# [Aim of the exercise]
Every entry must be output exactly as it is written.

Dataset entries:
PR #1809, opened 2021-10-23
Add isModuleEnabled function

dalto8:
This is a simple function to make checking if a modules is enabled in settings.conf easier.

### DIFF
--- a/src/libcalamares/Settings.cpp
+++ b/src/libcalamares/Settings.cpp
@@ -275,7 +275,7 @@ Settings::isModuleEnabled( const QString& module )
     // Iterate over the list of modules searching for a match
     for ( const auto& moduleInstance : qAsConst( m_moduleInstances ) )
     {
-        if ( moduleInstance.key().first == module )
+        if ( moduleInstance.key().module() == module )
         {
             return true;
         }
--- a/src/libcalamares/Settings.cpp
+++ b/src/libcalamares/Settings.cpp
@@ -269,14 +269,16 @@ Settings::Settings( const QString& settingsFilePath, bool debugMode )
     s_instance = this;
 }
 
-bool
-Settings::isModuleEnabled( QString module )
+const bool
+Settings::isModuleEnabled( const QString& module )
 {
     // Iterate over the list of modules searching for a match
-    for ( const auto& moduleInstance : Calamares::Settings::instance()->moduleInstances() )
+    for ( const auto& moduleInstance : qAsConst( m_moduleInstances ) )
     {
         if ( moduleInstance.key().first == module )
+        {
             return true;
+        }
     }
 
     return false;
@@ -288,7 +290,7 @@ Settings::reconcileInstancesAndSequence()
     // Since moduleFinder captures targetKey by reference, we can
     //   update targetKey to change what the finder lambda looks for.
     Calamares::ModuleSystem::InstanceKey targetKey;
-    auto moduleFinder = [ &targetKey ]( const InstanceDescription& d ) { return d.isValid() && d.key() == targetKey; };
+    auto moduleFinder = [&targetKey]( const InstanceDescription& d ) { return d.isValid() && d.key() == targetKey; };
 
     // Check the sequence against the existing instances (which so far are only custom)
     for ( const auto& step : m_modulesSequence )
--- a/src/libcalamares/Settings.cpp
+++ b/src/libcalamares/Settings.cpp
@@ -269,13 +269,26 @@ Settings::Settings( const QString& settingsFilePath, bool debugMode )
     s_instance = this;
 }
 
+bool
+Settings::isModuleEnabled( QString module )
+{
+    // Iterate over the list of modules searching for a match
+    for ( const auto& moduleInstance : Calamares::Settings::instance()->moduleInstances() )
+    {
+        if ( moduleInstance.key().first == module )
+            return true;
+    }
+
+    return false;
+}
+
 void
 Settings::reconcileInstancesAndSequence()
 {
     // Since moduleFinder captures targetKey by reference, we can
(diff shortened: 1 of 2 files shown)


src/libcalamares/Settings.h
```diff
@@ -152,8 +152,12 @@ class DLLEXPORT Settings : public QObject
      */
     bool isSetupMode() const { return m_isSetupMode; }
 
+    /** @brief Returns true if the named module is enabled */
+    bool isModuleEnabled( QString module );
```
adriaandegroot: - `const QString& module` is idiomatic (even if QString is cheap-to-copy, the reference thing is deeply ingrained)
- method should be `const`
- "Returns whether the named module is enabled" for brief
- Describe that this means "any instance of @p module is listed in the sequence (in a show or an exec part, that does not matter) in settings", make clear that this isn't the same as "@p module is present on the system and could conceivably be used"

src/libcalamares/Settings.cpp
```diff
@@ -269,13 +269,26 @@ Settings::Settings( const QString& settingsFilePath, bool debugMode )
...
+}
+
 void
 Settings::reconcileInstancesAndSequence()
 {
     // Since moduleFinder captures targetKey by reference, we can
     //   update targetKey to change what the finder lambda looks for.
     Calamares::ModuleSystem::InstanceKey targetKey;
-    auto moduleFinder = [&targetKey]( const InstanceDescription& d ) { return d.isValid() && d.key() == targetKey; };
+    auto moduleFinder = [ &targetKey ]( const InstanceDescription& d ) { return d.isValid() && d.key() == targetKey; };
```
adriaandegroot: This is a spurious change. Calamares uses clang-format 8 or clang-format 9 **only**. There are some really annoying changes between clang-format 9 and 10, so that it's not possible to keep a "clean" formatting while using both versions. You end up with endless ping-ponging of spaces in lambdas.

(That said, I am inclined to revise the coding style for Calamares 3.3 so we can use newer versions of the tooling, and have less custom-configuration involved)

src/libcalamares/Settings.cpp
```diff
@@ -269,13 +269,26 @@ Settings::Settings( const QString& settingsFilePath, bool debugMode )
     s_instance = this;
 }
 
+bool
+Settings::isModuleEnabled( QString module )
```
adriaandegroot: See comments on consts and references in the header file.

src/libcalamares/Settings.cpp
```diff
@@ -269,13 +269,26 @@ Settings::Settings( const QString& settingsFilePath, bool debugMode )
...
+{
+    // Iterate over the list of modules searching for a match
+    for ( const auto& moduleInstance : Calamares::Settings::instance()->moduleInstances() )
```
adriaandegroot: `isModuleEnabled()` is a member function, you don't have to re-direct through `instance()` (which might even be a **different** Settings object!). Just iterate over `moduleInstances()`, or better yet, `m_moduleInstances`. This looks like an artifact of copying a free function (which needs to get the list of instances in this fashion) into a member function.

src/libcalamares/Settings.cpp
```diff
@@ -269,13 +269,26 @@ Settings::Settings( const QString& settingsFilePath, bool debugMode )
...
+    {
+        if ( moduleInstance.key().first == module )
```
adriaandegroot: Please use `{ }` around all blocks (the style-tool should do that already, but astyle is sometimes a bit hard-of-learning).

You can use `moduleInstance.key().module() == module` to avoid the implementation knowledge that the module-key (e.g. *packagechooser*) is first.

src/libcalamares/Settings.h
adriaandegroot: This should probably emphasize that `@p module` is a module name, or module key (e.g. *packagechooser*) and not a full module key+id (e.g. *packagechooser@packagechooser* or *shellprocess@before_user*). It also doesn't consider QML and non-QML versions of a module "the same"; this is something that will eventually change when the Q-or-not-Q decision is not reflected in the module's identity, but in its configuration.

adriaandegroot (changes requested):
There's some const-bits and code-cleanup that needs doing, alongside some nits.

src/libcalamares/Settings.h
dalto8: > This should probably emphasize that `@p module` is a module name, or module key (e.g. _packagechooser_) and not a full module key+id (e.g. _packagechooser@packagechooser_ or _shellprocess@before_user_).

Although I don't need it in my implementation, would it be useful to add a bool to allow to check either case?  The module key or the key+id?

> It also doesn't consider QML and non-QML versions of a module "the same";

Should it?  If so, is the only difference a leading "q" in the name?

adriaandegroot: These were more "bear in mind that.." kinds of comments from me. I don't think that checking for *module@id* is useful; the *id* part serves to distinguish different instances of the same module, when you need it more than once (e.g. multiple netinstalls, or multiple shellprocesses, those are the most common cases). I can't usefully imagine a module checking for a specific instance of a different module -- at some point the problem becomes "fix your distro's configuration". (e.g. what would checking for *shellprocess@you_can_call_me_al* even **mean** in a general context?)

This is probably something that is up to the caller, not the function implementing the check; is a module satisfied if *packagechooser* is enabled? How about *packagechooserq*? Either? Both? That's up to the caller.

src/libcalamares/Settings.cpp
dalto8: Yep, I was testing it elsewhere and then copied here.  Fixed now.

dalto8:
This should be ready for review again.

# [The answer]
PR #1809, opened 2021-10-23
Add isModuleEnabled function

dalto8:
This is a simple function to make checking if a modules is enabled in settings.conf easier.

### DIFF
--- a/src/libcalamares/Settings.cpp
+++ b/src/libcalamares/Settings.cpp
@@ -275,7 +275,7 @@ Settings::isModuleEnabled( const QString& module )
     // Iterate over the list of modules searching for a match
     for ( const auto& moduleInstance : qAsConst( m_moduleInstances ) )
     {
-        if ( moduleInstance.key().first == module )
+        if ( moduleInstance.key().module() == module )
         {
             return true;
         }
--- a/src/libcalamares/Settings.cpp
+++ b/src/libcalamares/Settings.cpp
@@ -269,14 +269,16 @@ Settings::Settings( const QString& settingsFilePath, bool debugMode )
     s_instance = this;
 }
 
-bool
-Settings::isModuleEnabled( QString module )
+const bool
+Settings::isModuleEnabled( const QString& module )
 {
     // Iterate over the list of modules searching for a match
-    for ( const auto& moduleInstance : Calamares::Settings::instance()->moduleInstances() )
+    for ( const auto& moduleInstance : qAsConst( m_moduleInstances ) )
     {
         if ( moduleInstance.key().first == module )
+        {
             return true;
+        }
     }
 
     return false;
@@ -288,7 +290,7 @@ Settings::reconcileInstancesAndSequence()
     // Since moduleFinder captures targetKey by reference, we can
     //   update targetKey to change what the finder lambda looks for.
     Calamares::ModuleSystem::InstanceKey targetKey;
-    auto moduleFinder = [ &targetKey ]( const InstanceDescription& d ) { return d.isValid() && d.key() == targetKey; };
+    auto moduleFinder = [&targetKey]( const InstanceDescription& d ) { return d.isValid() && d.key() == targetKey; };
 
     // Check the sequence against the existing instances (which so far are only custom)
     for ( const auto& step : m_modulesSequence )
--- a/src/libcalamares/Settings.cpp
+++ b/src/libcalamares/Settings.cpp
@@ -269,13 +269,26 @@ Settings::Settings( const QString& settingsFilePath, bool debugMode )
     s_instance = this;
 }
 
+bool
+Settings::isModuleEnabled( QString module )
+{
+    // Iterate over the list of modules searching for a match
+    for ( const auto& moduleInstance : Calamares::Settings::instance()->moduleInstances() )
+    {
+        if ( moduleInstance.key().first == module )
+            return true;
+    }
+
+    return false;
+}
+
 void
 Settings::reconcileInstancesAndSequence()
 {
     // Since moduleFinder captures targetKey by reference, we can
(diff shortened: 1 of 2 files shown)


src/libcalamares/Settings.h
```diff
@@ -152,8 +152,12 @@ class DLLEXPORT Settings : public QObject
      */
     bool isSetupMode() const { return m_isSetupMode; }
 
+    /** @brief Returns true if the named module is enabled */
+    bool isModuleEnabled( QString module );
```
adriaandegroot: - `const QString& module` is idiomatic (even if QString is cheap-to-copy, the reference thing is deeply ingrained)
- method should be `const`
- "Returns whether the named module is enabled" for brief
- Describe that this means "any instance of @p module is listed in the sequence (in a show or an exec part, that does not matter) in settings", make clear that this isn't the same as "@p module is present on the system and could conceivably be used"

src/libcalamares/Settings.cpp
```diff
@@ -269,13 +269,26 @@ Settings::Settings( const QString& settingsFilePath, bool debugMode )
...
+}
+
 void
 Settings::reconcileInstancesAndSequence()
 {
     // Since moduleFinder captures targetKey by reference, we can
     //   update targetKey to change what the finder lambda looks for.
     Calamares::ModuleSystem::InstanceKey targetKey;
-    auto moduleFinder = [&targetKey]( const InstanceDescription& d ) { return d.isValid() && d.key() == targetKey; };
+    auto moduleFinder = [ &targetKey ]( const InstanceDescription& d ) { return d.isValid() && d.key() == targetKey; };
```
adriaandegroot: This is a spurious change. Calamares uses clang-format 8 or clang-format 9 **only**. There are some really annoying changes between clang-format 9 and 10, so that it's not possible to keep a "clean" formatting while using both versions. You end up with endless ping-ponging of spaces in lambdas.

(That said, I am inclined to revise the coding style for Calamares 3.3 so we can use newer versions of the tooling, and have less custom-configuration involved)

src/libcalamares/Settings.cpp
```diff
@@ -269,13 +269,26 @@ Settings::Settings( const QString& settingsFilePath, bool debugMode )
     s_instance = this;
 }
 
+bool
+Settings::isModuleEnabled( QString module )
```
adriaandegroot: See comments on consts and references in the header file.

src/libcalamares/Settings.cpp
```diff
@@ -269,13 +269,26 @@ Settings::Settings( const QString& settingsFilePath, bool debugMode )
...
+{
+    // Iterate over the list of modules searching for a match
+    for ( const auto& moduleInstance : Calamares::Settings::instance()->moduleInstances() )
```
adriaandegroot: `isModuleEnabled()` is a member function, you don't have to re-direct through `instance()` (which might even be a **different** Settings object!). Just iterate over `moduleInstances()`, or better yet, `m_moduleInstances`. This looks like an artifact of copying a free function (which needs to get the list of instances in this fashion) into a member function.

src/libcalamares/Settings.cpp
```diff
@@ -269,13 +269,26 @@ Settings::Settings( const QString& settingsFilePath, bool debugMode )
...
+    {
+        if ( moduleInstance.key().first == module )
```
adriaandegroot: Please use `{ }` around all blocks (the style-tool should do that already, but astyle is sometimes a bit hard-of-learning).

You can use `moduleInstance.key().module() == module` to avoid the implementation knowledge that the module-key (e.g. *packagechooser*) is first.

src/libcalamares/Settings.h
adriaandegroot: This should probably emphasize that `@p module` is a module name, or module key (e.g. *packagechooser*) and not a full module key+id (e.g. *packagechooser@packagechooser* or *shellprocess@before_user*). It also doesn't consider QML and non-QML versions of a module "the same"; this is something that will eventually change when the Q-or-not-Q decision is not reflected in the module's identity, but in its configuration.

adriaandegroot (changes requested):
There's some const-bits and code-cleanup that needs doing, alongside some nits.

src/libcalamares/Settings.h
dalto8: > This should probably emphasize that `@p module` is a module name, or module key (e.g. _packagechooser_) and not a full module key+id (e.g. _packagechooser@packagechooser_ or _shellprocess@before_user_).

Although I don't need it in my implementation, would it be useful to add a bool to allow to check either case?  The module key or the key+id?

> It also doesn't consider QML and non-QML versions of a module "the same";

Should it?  If so, is the only difference a leading "q" in the name?

adriaandegroot: These were more "bear in mind that.." kinds of comments from me. I don't think that checking for *module@id* is useful; the *id* part serves to distinguish different instances of the same module, when you need it more than once (e.g. multiple netinstalls, or multiple shellprocesses, those are the most common cases). I can't usefully imagine a module checking for a specific instance of a different module -- at some point the problem becomes "fix your distro's configuration". (e.g. what would checking for *shellprocess@you_can_call_me_al* even **mean** in a general context?)

This is probably something that is up to the caller, not the function implementing the check; is a module satisfied if *packagechooser* is enabled? How about *packagechooserq*? Either? Both? That's up to the caller.

src/libcalamares/Settings.cpp
dalto8: Yep, I was testing it elsewhere and then copied here.  Fixed now.

dalto8:
This should be ready for review again.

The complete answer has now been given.